Collected data entries:
===============

PR #5640, opened 2023-06-26
Eth/68: treat transaction size as scalar unsigned int

fab-10:
## PR description

Align Besu to what other clients are doing, treating the sizes as an array of scalar ints and not 4 bytes, this also prevent being disconnected from Geth due to `invalid-message` error:

```
DEBUG[06-19|15:15:40.347] Ethereum peer connected                  id=a1697db12e1f2986 conn=inbound name=besu/v23.4.0/linux-x...
DEBUG[06-19|15:15:40.360] Message handling failed in `eth`         id=a1697db12e1f2986 conn=inbound err="invalid message: message msg #8 (157028 bytes): invalid message: (code 8) (size 157028) rlp: non-canonical integer (leading zero bytes) for uint32, decoding into (eth.NewPooledTransactionHashesPacket68).Sizes[0]"
DEBUG[06-19|15:15:40.360] Removing p2p peer                        peercount=10 id=a1697db12e1f2986 duration=12.956ms     req=false err="invalid message: message msg #8 (157028 bytes): invalid message: (code 8) (size 157028) rlp: non-canonical integer (leading zero bytes) for uint32, decoding into (eth.NewPooledTransactionHashesPacket68).Sizes[0]"
```

Contacting the author of the EIP for making it clearer in which data type is used for this message, see https://github.com/ethereum/EIPs/pull/7233

### DIFF
--- a/ethereum/rlp/src/main/java/org/hyperledger/besu/ethereum/rlp/AbstractRLPInput.java
+++ b/ethereum/rlp/src/main/java/org/hyperledger/besu/ethereum/rlp/AbstractRLPInput.java
@@ -318,6 +318,12 @@ abstract class AbstractRLPInput implements RLPInput {
   }
 
   @Override
+  public long readUnsignedIntScalar() {
+    checkScalar("unsigned int scalar", 4);
+    return readLongScalar();
+  }
+
+  @Override
   public BigInteger readBigIntegerScalar() {
     checkScalar("arbitrary precision scalar");
     final BigInteger res = getUnsignedBigInteger(currentPayloadOffset, currentPayloadSize);
--- a/CHANGELOG.md
+++ b/CHANGELOG.md
@@ -9,6 +9,7 @@
 
 ### Bug Fixes
 - Use the node's configuration to determine if DNS enode URLs are allowed in calls to `admin_addPeer` and `admin_removePeer` [#5584](https://github.com/hyperledger/besu/pull/5584)
+- Align the implementation of Eth/68 `NewPooledTransactionHashes` to other clients, using unsigned int for encoding size. [#5640](https://github.com/hyperledger/besu/pull/5640)
 
 ### Download Links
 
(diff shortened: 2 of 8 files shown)


Gabriel-Trintinalia (approved):
LGTM

ethereum/rlp/src/main/java/org/hyperledger/besu/ethereum/rlp/AbstractRLPInput.java
```diff
@@ -317,6 +317,12 @@ public int readIntScalar() {
     return res;
   }
 
+  @Override
+  public long readUnsignedIntScalar() {
+    checkScalar("unsigned int scalar", 4);
```
pinges, line 322: So you are enforcing that there are no leading zeros now! That means that we are disconnecting older Besu nodes that do not have this PR :-)
I guess it is the right thing to do, it is just funny that we will disconnect older besu nodes ...
What we could do is being lenient with the decoding (allowing the leading zeros), but do the right thing with the encoding, at least for a short time ...

pinges (approved):
I've made a suggestion about being lenient (at least for a short while) so we do not disconnect older Besu nodes. 
Otherwise LGTM

ethereum/rlp/src/main/java/org/hyperledger/besu/ethereum/rlp/AbstractRLPInput.java
fab-10: Good point, anyway we are not disconnecting other nodes in case of an error, but just skipping this message, so should be safe

fab-10: indeed you are right, and we disconnect other Besus, so I am implementing a backward compatibility decoding

fab-10: made `ethereum/eth/src/main/java/org/hyperledger/besu/ethereum/eth/encoding/TransactionAnnouncementDecoder.java` lenient when reading size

===============

Nothing but the lines from the one with "I've made a" through the end of the data above should be repeated, each exactly as it stands.

I've made a suggestion about being lenient (at least for a short while) so we do not disconnect older Besu nodes. 
Otherwise LGTM

ethereum/rlp/src/main/java/org/hyperledger/besu/ethereum/rlp/AbstractRLPInput.java
fab-10: Good point, anyway we are not disconnecting other nodes in case of an error, but just skipping this message, so should be safe

fab-10: indeed you are right, and we disconnect other Besus, so I am implementing a backward compatibility decoding

fab-10: made `ethereum/eth/src/main/java/org/hyperledger/besu/ethereum/eth/encoding/TransactionAnnouncementDecoder.java` lenient when reading size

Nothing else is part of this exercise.